■ **WHAT TO DO**:
Repeat exactly, and only, the lines below starting at the line that contains "We do not expect" and ending at the line that contains "I do not understand", inclusive of both.

■ **EXTRACTED ENTRIES**:
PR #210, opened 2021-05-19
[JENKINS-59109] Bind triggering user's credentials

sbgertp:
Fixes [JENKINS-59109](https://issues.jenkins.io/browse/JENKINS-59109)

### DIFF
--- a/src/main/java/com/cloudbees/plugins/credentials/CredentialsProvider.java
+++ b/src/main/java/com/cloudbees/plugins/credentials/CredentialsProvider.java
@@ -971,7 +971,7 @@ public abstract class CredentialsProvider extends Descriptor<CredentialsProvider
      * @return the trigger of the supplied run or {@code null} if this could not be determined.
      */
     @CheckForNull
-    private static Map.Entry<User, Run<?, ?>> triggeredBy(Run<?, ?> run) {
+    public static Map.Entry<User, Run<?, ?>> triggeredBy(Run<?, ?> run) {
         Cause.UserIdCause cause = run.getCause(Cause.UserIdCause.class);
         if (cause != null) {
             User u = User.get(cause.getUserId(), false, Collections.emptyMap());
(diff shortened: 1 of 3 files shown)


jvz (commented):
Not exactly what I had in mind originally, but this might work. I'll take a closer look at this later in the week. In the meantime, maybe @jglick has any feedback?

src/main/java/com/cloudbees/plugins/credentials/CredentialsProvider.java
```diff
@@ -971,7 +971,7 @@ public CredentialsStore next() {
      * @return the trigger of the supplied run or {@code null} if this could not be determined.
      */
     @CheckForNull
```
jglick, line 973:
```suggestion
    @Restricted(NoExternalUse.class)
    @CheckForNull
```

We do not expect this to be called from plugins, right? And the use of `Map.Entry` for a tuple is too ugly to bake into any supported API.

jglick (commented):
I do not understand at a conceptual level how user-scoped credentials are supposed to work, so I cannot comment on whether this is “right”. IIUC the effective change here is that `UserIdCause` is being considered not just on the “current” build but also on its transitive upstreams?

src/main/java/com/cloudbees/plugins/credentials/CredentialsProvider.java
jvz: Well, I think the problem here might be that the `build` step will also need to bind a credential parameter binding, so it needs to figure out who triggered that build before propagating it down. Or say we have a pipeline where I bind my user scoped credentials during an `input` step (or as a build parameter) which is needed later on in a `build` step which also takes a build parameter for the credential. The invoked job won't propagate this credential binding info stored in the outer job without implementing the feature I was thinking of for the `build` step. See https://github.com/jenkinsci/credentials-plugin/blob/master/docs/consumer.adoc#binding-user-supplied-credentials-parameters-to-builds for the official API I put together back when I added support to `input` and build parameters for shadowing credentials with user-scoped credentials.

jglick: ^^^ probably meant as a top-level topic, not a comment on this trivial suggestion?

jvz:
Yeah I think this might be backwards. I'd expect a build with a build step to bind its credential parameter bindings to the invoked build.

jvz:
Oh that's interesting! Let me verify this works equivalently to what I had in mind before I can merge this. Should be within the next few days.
==
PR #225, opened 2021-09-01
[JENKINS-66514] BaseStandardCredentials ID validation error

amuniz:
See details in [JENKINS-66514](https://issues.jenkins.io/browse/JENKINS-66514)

■ **OUTPUT BELOW**:
We do not expect this to be called from plugins, right? And the use of `Map.Entry` for a tuple is too ugly to bake into any supported API.

jglick (commented):
I do not understand at a conceptual level how user-scoped credentials are supposed to work, so I cannot comment on whether this is “right”. IIUC the effective change here is that `UserIdCause` is being considered not just on the “current” build but also on its transitive upstreams?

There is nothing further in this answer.